Task directions
Return all lines from the listing below in which the string "names" occurs.

Supplied entries

PR #1185, opened 2020-07-13
Update features docs

rwols:
- Update outdated keybindings explanation
- Update paragraph about "completion resolve docs" by adding a context to check if the AC widget is not visible
- Add missing settings (I'm not sure we even need this overview?)

### DIFF
--- a/docs/features.md
+++ b/docs/features.md
@@ -61,21 +61,31 @@ The following variables will be expanded, but only if they are top-level array i
 
 ### Overriding keybindings
 
-Sublime's keybindings can be edited from the `Preferences: Key Bindings` command.
-The following example overrides `f12` to use LSP's go to definition when in javascript/typescript:
+LSP's keybindings can be edited from the `Preferences: LSP Keybindings` command from the command palette.
+There is a special context called `lsp.session_with_capability` that can check whether there is a language server active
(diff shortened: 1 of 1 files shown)


docs/features.md
```diff
@@ -95,13 +105,26 @@ Some completion items can have documentation associated with them.
...
 
-You can change the default keybinding by remaping the command bellow:
+You can change the default keybinding by remapping the command as below:
 
-```
-{ "keys": ["f12"], "command": "auto_complete_open_link", "context":
-	[
-		{ "key": "auto_complete_visible", "operator": "equal", "operand": true },
-	]
+```js
```
predragnikolic, line 110: The deleted code block meant to remap the `auto_complete_open_link`command to something else.
I imagined that people would just copy this template: 
```
{ "keys": ["f12"], "command": "auto_complete_open_link", "context":
	[
		{ "key": "auto_complete_visible", "operator": "equal", "operand": true },
	]
}
```
paste it in theirs keybinding preferences and remap this `auto_complete_open_link` to something other than `f12`.

Not sure why you deleted this and put a `lsp_symbol_definition` command instead of `auto_complete_open_link` :)

rwols: Whoops, that should indeed just be `auto_complete_open_link`

PR #1188, opened 2020-07-14
Use the escapeall markdown extension to handle \< and \> in markdown

rwols:
This does nothing at the moment, but should render `\<` and `\>` correctly once https://github.com/facelessuser/pymdown-extensions/commit/5fca01fa343b67c211ba5a1b51d4b0a40e939ccc is in https://github.com/facelessuser/sublime-pymdownx/tree/master/st3/pymdownx

### DIFF
--- a/plugin/core/views.py
+++ b/plugin/core/views.py
@@ -406,8 +406,18 @@ def minihtml(view: sublime.View, content: Union[str, Dict[str, str], list], allo
     if is_plain_text:
         return text2html(result)
     else:
-        frontmatter_config = mdpopups.format_frontmatter({'allow_code_wrap': True})
-        return mdpopups.md2html(view, frontmatter_config + result)
+        frontmatter = {
+            "allow_code_wrap": True,
+            "markdown_extensions": [
+                {
+                    "pymdownx.escapeall": {
+                        "hardbreak": False,
+                        "nbsp": False
+                    }
+                }
+            ]
+        }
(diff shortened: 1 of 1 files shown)


plugin/core/views.py
```diff
@@ -406,8 +406,13 @@ def minihtml(view: sublime.View, content: Union[str, Dict[str, str], list], allo
     if is_plain_text:
         return text2html(result)
     else:
-        frontmatter_config = mdpopups.format_frontmatter({'allow_code_wrap': True})
-        return mdpopups.md2html(view, frontmatter_config + result)
+        frontmatter = {
+            "allow_code_wrap": False,
+            "markdown_extensions": [
+                {"pymdownx.escapeall": {}}
```
rchl, line 412: It looks like it won't do "nothing" right now as the value of `allow_code_wrap` has been changed from True to False.
Why is that? That will likely end up working worse.

Also it looks like `escapeall` will replace spaces with `&nbsp;` so that will also make blocks not have possibility to wrap on spaces.

rwols: Ah yes, allow_code_wrap must remain unchanged. I’m making a lot of mistakes lately 🤔

rwols: I think  e330a6b fixes all your points.

rchl: Hopefully. Have not tested but let's try it.

(Also I've realized that this will only process characters escaped with `\` so not sure what's the expected value for `hardbreak` and `nbsp` settings. I guess we should match commonmark if that's what servers assume typically.)

PR #1191, opened 2020-07-15
Do not override the built-in "Next Modification" keybinding

### LINKED ISSUE #620: ctrl+. hijacks bindings from other plugins
* OS and language server
Linux, gopls
* How you installed LSP
Cloned from git
* Minimal reproduction steps
N/A
* Log
N/A

Please consider changing the `lsp_code_actions` key binding from `ctrl+.` to something else. 

I'm using GoSublime and I assume there are people still using this plugin for features that are not in the gopls/golsp yet. Most GoSublime's key bindings are a combination of `ctrl+.` and another key. LSP's configuration hijacks it and the only way I've found to fix it is to copy all key binding to the user's key binding file, which is annoying.

`ctrl+., ctrl+a` would be a good choice.

rwols:
Fixes #620

### DIFF
--- a/Keymaps/Default (Linux).sublime-keymap
+++ b/Keymaps/Default (Linux).sublime-keymap
@@ -23,19 +23,19 @@
         ]
     },
     // Show Code Actions
-    {
-        "command": "lsp_code_actions",
-        "keys": [
-            "ctrl+."
-        ],
-        "context": [
-            {
-                "key": "lsp.session_with_capability",
-                "operator": "equal",
-                "operand": "codeActionProvider"
-            }
-        ]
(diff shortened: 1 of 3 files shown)


predragnikolic:
Just in the release notes put a special higlight on this 🙂
as people may think that code actions are broken.

rwols:
> Just in the release notes put a special higlight on this slightly_smiling_face
as people may think that code actions are broken.

Sounds good :)

rchl:
There was no conflict on Mac but I guess it might be better to be consistent...

BTW. I think PR had wrong title

PR #1193, opened 2020-07-15
"Prepare Rename" feature

rwols:
Since 3.12.

- [x] It reports an error when the selection cannot be renamed
- [x] When the session is a prepareProvider, do not check if the selection is on a word (the session can do that)
- [x] It's clumsy that `lsp_rename_basic` is visible in the command palette. How do we hide it, but still enable input handlers?
- [ ] placeholder logic is untested, my known language servers don't do this. Maybe gopls?


predragnikolic:
Raoul, can you tell me with what ls can I test prepareRename? :)

rwols:
A server needs to support is first of all. One such server is for example clangd. To test the feature, you can test whether the server rejects a rename of an invalid symbol, like a language constant or a fundamental type.

plugin/rename.py
```diff
@@ -37,30 +42,80 @@ def get_current_symbol_name(self) -> str:
...
+                    self.event = event
+                else:
+                    # trigger InputHandler manually
+                    raise TypeError("required positional argument")
+        else:
+            if new_name:
+                return self._do_rename(position, new_name)
+            else:
+                # trigger InputHandler manually
+                raise TypeError("required positional argument")
```
rwols, line 87: Kinda gross, but oh well.

PR #1194, opened 2020-07-18
Document symbol improvements

### LINKED ISSUE #1172: When a server returns SymbolInformation[] in textDocument/documentSymbol, show the containerName
Document symbols can and should support the containerName in the UI.

https://microsoft.github.io/language-server-protocol/specifications/specification-3-15/#textDocument_documentSymbol

`/**
	The name of the symbol containing this symbol. This information is for
	 user interface purposes (e.g. to render a qualifier in the user interface
	 if necessary). It can't be used to re-infer a hierarchy for the document
	 symbols.
	 */
	containerName?: string;`

For example something like this would be helpful to give context to the symbol without affecting the filtering behavior. 

Screen_Shot_2020-06-30_at_12 16 15_PM

rwols:
- Put the name (without spaces) in the first row
- Put the parent hierarchy in the second row
- Put the kind and detail in the third row

~~This only works when the server returns DocumentSymbol[] as response,
not when it returns SymbolInformation[].~~ Works for both DocumentSymbol[] and SymbolInformation[] return types.

close #1172

### DIFF
--- a/plugin/symbols.py
+++ b/plugin/symbols.py
@@ -17,6 +17,14 @@ def format_symbol_kind(kind: int) -> str:
     return str(kind)
 
 
+def _kind_and_detail(item: Dict[str, Any]) -> str:
+    kind = format_symbol_kind(item["kind"])
+    detail = item.get("detail")
+    if isinstance(detail, str) and detail:
+        return "{} | {}".format(kind, detail)
+    return kind
+
+
 def format_symbol_scope(kind: int) -> str:
     if 1 <= kind <= len(SYMBOL_KINDS):
         return SYMBOL_KINDS[kind - 1][1]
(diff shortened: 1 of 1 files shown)


plugin/symbols.py
```diff
@@ -119,28 +126,27 @@ def process_symbols(self, items: List[Dict[str, Any]]) -> List[List[str]]:
...
-        children = item.get('children') or []
-        for child in children:
-            self.process_document_symbol_recursive(quick_panel_items, child, depth + 1)
+        name = item['name']
+        with _additional_name(names, name):
+            kind_and_detail = format_symbol_kind(kind)
+            detail = item.get('detail')
+            if detail:
+                kind_and_detail += " - {}".format(detail)
+            quick_panel_items.append([name, " → ".join(names), kind_and_detail])
```
rchl, line 146: There is some redundancy for top-level symbols but no big deal.

Screenshot 2020-07-18 at 15 46 26

rwols:
This last commit compacts the items to two rows (instead of three rows).

clangd: (DocumentSymbol)
Screenshot from 2020-07-19 21-32-12

pyls: (SymbolInformation)
Screenshot from 2020-07-19 21-31-51

AmjadHD:
doesn't the quick panel support icons ?

AmjadHD:
@rwols doesn't the quick panel support icons?

rwols:
> @rwols doesn't the quick panel support icons?

Unfortunately, no.

AmjadHD:
well that's no right ! you should open a feature request.

rwols:
@AmjadHD great minds think alike https://github.com/sublimehq/sublime_text/issues/3489

PR #1197, opened 2020-07-19
Signature Help improvements

rwols:
- Cooperate with AC as ST4 likes to pop up the AC more eagerly
- Put it all in documents.py
- Make sure dynamic registration works with sigHelp. Basically
  do not cache anything. Caching is hard.

Peek 2020-07-19 21-35


rchl:
Is it on purpose that signature popup disappears as soon as the user starts typing the argument name (or selects different completion), or is it due to limitation of ST?

I think ideally I would want to see the signature help as long as I'm editing arguments. (Although I would have to verify that this is really what I want by testing.)

plugin/documents.py
```diff
@@ -216,6 +265,95 @@ def on_hover(self, point: int, hover_zone: int) -> None:
...
+                # all using a popup. Most of these systems assume they have exclusive access to a popup, while in
+                # reality there is only one popup per view.
+                self.view.hide_popup()
+
+    def _on_signature_help(self, response: Optional[Dict], point: int) -> None:
+        region = self._get_current_region_async()
+        if region is None:
+            return
+        if point != region.b:
+            return
```
rchl, line 311:
```js
callFn(arg1
```
Let's say I've typed `arg1` and I want to add another argument. I type `,[space]` and that makes signature popup not show up if I type those fast. I believe it's due to this point check that no longer holders.
I can reproduce it easily in typescript server in a bigger project than in pyls with LSP project.

Screen Recording 2020-07-19 at 23 13 27

rwols: I see. Perhaps we can redo the checks earlier to see if it’s still applicable to show signature help.

rwols: And by “checks earlier” I mean the checks that were done before sending the request.

plugin/documents.py
```diff
@@ -216,6 +265,95 @@ def on_hover(self, point: int, hover_zone: int) -> None:
...
+        provider = None  # type: Optional[Dict[str, Any]]
+        session = None  # type: Optional[Session]
+        for sv in self.session_views_async():
+            provider = sv.session.get_capability("signatureHelpProvider")
+            if provider:
+                session = sv.session
+                break
+        if not provider or not session:
+            return
+        triggers = provider.get("triggerCharacters") or []
```
rchl, line 287: I believe this block could be simplified to:
```py
        session = self.session("signatureHelpProvider")
        if not session:
            return
        triggers = session.get_capability("signatureHelpProvider.triggerCharacters") or []
```
Since we are handling only one session anyway.

plugin/documents.py
```diff
@@ -216,6 +265,95 @@ def on_hover(self, point: int, hover_zone: int) -> None:
...
+
+            def render_sighelp_on_main_thread() -> None:
+                if self.view.is_popup_visible():
+                    self._update_popup(content)
+                else:
+                    self._show_popup(content, point)
+
+            sublime.set_timeout(render_sighelp_on_main_thread)
+
+    def _show_popup(self, content: str, point: int) -> None:
```
rchl, line 324: Now that various functionality is within the same class it would probably be better to make method names more unique like `_show_signature_popup`, `_update_signature_popup`, `on_hide_signature_popup`...

AmjadHD:
how do you navigate overloads ?

rchl:
Apart from those mentioned issues, really good change and something that you didn't realize you were missing.

rchl:
Closing of the popup on navigating the list was implemented for the "completion more info" popup and it applies for this popup too but in this case, it doesn't really make sense to close the popup on changing selected completion.

plugin/documents.py
rwols: I think this is fixed in f34e7c3. The point check is unnecessary.

rchl:
LGTM

rchl:
Apart from:
 - not being able to navigate signatures when completions popup is open
 - would prefer the signature helper to stay open when navigating completions

rwols:
> not being able to navigate signatures when completions popup is open

Yes. I played around with this but I feel like "taking over" the up/down arrows that a user normally uses for browsing completions is too intrusive. On the other hand, a user can close the popup by pressing <kbd>esc</kbd>. I am unsure what is better...

> would prefer the signature helper to stay open when navigating completions

This would definitely be an improvement :)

Written response
+        with _additional_name(names, name):
+            quick_panel_items.append([name, " → ".join(names), kind_and_detail])
rchl, line 324: Now that various functionality is within the same class it would probably be better to make method names more unique like `_show_signature_popup`, `_update_signature_popup`, `on_hide_signature_popup`...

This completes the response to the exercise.